**Required work:** Please report how many lines below contain "path", writing nothing except the number.

──────

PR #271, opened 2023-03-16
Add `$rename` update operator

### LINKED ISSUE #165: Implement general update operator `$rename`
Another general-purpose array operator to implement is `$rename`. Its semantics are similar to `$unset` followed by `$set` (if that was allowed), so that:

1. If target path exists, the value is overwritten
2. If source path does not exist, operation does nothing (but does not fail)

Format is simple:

──────

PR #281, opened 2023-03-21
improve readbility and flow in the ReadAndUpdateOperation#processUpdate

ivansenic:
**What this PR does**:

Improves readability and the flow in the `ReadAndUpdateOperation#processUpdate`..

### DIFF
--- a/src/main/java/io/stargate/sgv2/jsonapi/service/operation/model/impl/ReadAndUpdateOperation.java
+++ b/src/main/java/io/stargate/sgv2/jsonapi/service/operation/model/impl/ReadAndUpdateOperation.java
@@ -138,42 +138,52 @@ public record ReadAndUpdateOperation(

──────

**Final answer:** 2